MMSE in Physical Therapy Practice

Physical therapists use the MMSE primarily to: (1) determine cognitive capacity for balance and rehabilitation instructions — MMSE below 12–14 predicts inability to reliably follow BBS testing commands; (2) screen for cognitive impairment that may affect rehabilitation participation and discharge planning; (3) justify skilled PT services in patients with dementia for insurance documentation. The BBS has acceptable validity in MMSE scores above 12–14.

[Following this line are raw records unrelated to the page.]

PR #163, opened 2021-06-08
update relayer bindings

attente:


packages/relayer/src/rpc-relayer/index.ts
```diff
@@ -96,55 +96,35 @@ export class RpcRelayer extends BaseRelayer implements Relayer {
     return prevNonce === undefined ? modTxns : appendNonce(modTxns, prevNonce)
   }
 
-  async gasRefundOptions(config: WalletConfig, context: WalletContext, ...transactions: Transaction[]): Promise<Transaction[][]> {
-    // chaind only supports refunds on a single token
-    // TODO: Add compatiblity for different refund options
-    const tokenFee = await this.service.tokenFee()
+  async gasRefundOptions(config: WalletConfig, context: WalletContext, ...transactions: Transaction[]): Promise<FeeOption[]> {
+    const feeTokens = await this.service.feeTokens()
```
pkieltyka, line 100: in the future, we should memoize this so we don't need to ask each time for a network's fee token options, but for first version this is fine. Perhaps you could add a TODO comment above?

pkieltyka (approved):

PR #167, opened 2021-06-15
wallet: remove duplicate contract wallet validation

pkieltyka:


packages/wallet/src/validate.ts
```diff
@@ -20,18 +20,16 @@ export async function isValidSignature(
     isValidEthSignSignature(address, digest, sig)
   ) return true
 
-  const wallets = await Promise.all([
-    isValidContractWalletSignature(address, digest, sig, provider),
-    isValidSequenceDeployedWalletSignature(address, digest, sig, provider)
```
PhABC, line 25: Why were we checking deployed wallet signature but now we are checking undeployed wallet signature?

pkieltyka: We're still checking a deployed wallet signature (just line below, at `const erc1271Check = await isValidContractWalletSignature(address, digest, sig, provider)`) but instead of a promise with multiple calls which do the same thing, we're just doing a single erc1271 check. I think this mistake dates back to a subdigest discrependency where we were computing an extra subdigest on sequence and so we needed separate functions, but now a single erc1271 check is enough

PR #171, opened 2021-06-23
Implement ProviderRelayer wait and test it

Agusx1211:


packages/relayer/tests/provider-relayer.spec.ts
```diff
@@ -0,0 +1,445 @@
+import { deployWalletContext } from './utils/deploy-wallet-context'
```
pkieltyka, line 1: is it not possible to `import { deployWalletContext } from '../../0xsequence/utils/deploy-wallet-context'` .. (or whatever the path is, but I'm pretty sure we have this function implemented in wither packages/wallets or packages/0xsequence

Agusx1211: Yes we have that duplicated code everywhere, but I didn't want to mix changing the pattern in this PR, I agree it's better to move it to the utils package and clean up all other tests, but I would leave that for a different PR.

packages/relayer/src/provider-relayer.ts
```diff
@@ -1,16 +1,24 @@
...
 import { BaseRelayer, BaseRelayerOptions } from './base-relayer'
 import { FeeOption, Relayer } from '.'
+import { Optionals, Mask } from '@0xsequence/utils'
 
 const DEFAULT_GAS_LIMIT = ethers.BigNumber.from(800000)
 
 export interface ProviderRelayerOptions extends BaseRelayerOptions {
-  provider: Provider
+  provider: Provider,
+  waitPoolRate?: number,
```
pkieltyka, line 15: whats `waitPoolRate`?

packages/relayer/src/provider-relayer.ts
```diff
@@ -1,16 +1,24 @@
...
+  deltaBlocksLog?: number
```
pkieltyka, line 16: whats `deltaBlocksLog`? doesnt seem we're using it either anywhere else in the code

packages/relayer/src/provider-relayer.ts
PhABC: I think it's meant to be `waitPollRate`, i.e. the polling rate.

packages/relayer/src/provider-relayer.ts
```diff
@@ -91,7 +104,61 @@ export abstract class ProviderRelayer extends BaseRelayer implements Relayer {
...
+    // get all nonce changes and look for metaTxnIds in between logs
+    const timeoutTime = new Date().getTime() + timeout
+    let lastBlock: number = 0
+
+    const normalMetaTxnId = metaTxnId.replace('0x', '')
+
+    while (new Date().getTime() < timeoutTime) {
+      const block = await this.provider.getBlockNumber()
+      const logs = await this.provider.getLogs({
+        fromBlock: Math.max(0, lastBlock - 12),
```
PhABC: Should be using the `deltaBlocksLog` variable, not hardcoded 12

packages/relayer/src/provider-relayer.ts
```diff
@@ -91,7 +104,61 @@ export abstract class ProviderRelayer extends BaseRelayer implements Relayer {
...
+      // If found return that
+      if (found) {
+        return {
+          ...found,
+          ...await this.provider.getTransaction(found.transactionHash)
+        }
+      }
+
+      // Otherwise wait and try again
+      await new Promise(r => setTimeout(r, 1000))
```
PhABC: Should be using the waitPollRate variable here, not hardcoding 1000

packages/relayer/src/provider-relayer.ts
```diff
@@ -91,7 +104,61 @@ export abstract class ProviderRelayer extends BaseRelayer implements Relayer {
...
+
+    const normalMetaTxnId = metaTxnId.replace('0x', '')
+
+    while (new Date().getTime() < timeoutTime) {
+      const block = await this.provider.getBlockNumber()
+      const logs = await this.provider.getLogs({
+        fromBlock: Math.max(0, lastBlock - 12),
+        toBlock: block,
+        // Nonce change event topic
+        topics: ['0x1f180c27086c7a39ea2a7b25239d1ab92348f07ca7bb59d1438fcf527568f881']
```
PhABC, line 138: Can we get the topics from the ABI by anychance? Would be a bit cleaner.

Also, can we filter by wallet address? I.e. the contract address that emits this event? Would probably return less logs.

Agusx1211: We could filter by wallet address, but that's not currently part of the relayer interface, we would need to do a bigger change and add it to the interface

packages/relayer/src/provider-relayer.ts
Agusx1211: Yep, it was an oversight, I just fixed it :sweat_smile:

packages/relayer/src/provider-relayer.ts
Agusx1211: That should be used instead of the hardcoded values, I fixed it, thanks!

packages/relayer/src/provider-relayer.ts
PhABC: Right, we are only passing the metatxnID, I see. Lets keep it for the future, if we see polling without such filter is too strenuous (e.g. if we have 1000s of wallets doing txs at the same time).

Dr. Nikhil Mahajan, PT, MPT Doctor of Physical Therapy · Reviewed January 15, 2026 · View full credentials

Frequently Asked Questions

What is a normal MMSE score?
A score of 27–30 is considered normal for adults with average education. A score of 24 or below is the traditional cut-off for cognitive impairment screening, though education and age adjustments are essential. Patients with fewer than 8 years of education can normally score 2–4 points lower without cognitive impairment. For highly educated patients (16+ years), a score of 27 may still indicate early impairment relative to their expected baseline.
What MMSE score indicates Alzheimer's disease?
The MMSE alone cannot diagnose Alzheimer's disease — it is a screening tool only. However, MMSE scores correlate with Alzheimer's severity stages: Mild AD = 21–26; Moderate AD = 11–20; Severe AD = 0–10. Early Alzheimer's disease typically shows the greatest deficits in delayed recall (Domain 5) and orientation to time (Domain 1), with language and registration relatively preserved early. A typical rate of decline in Alzheimer's disease is 2–4 MMSE points per year.
How long does the MMSE take to administer?
The MMSE typically takes 5–10 minutes to administer in cooperative patients. Equipment required: pencil, blank paper, a pre-printed card with "CLOSE YOUR EYES" in large print, and the pre-drawn intersecting pentagons figure for the visuospatial copy task. The SMMSE (Standardised version) has explicit timing and administration instructions that improve consistency across administrators.
What is the MDC for the MMSE?
The Minimal Detectable Change (MDC) is 3–4 points. A change of less than 3 points between assessments cannot be confidently attributed to true cognitive change versus measurement error. For monitoring Alzheimer's disease progression, the typical rate of decline is 2–4 points per year, meaning annual reassessment is necessary to detect MDC-level change in most patients. In the context of delirium, changes can be much larger and faster.
Can the MMSE be used for patients who cannot read or write?
Domains 9 (Reading) and 10 (Writing) may be inapplicable for illiterate patients. These items should be marked as not applicable (NT — Not Testable) and the score adjusted to be out of 28 rather than 30. Similarly, the pentagon copy task may be affected by motor impairment. Always document which items were modified or omitted and the reason, so future assessments can be compared on the same basis.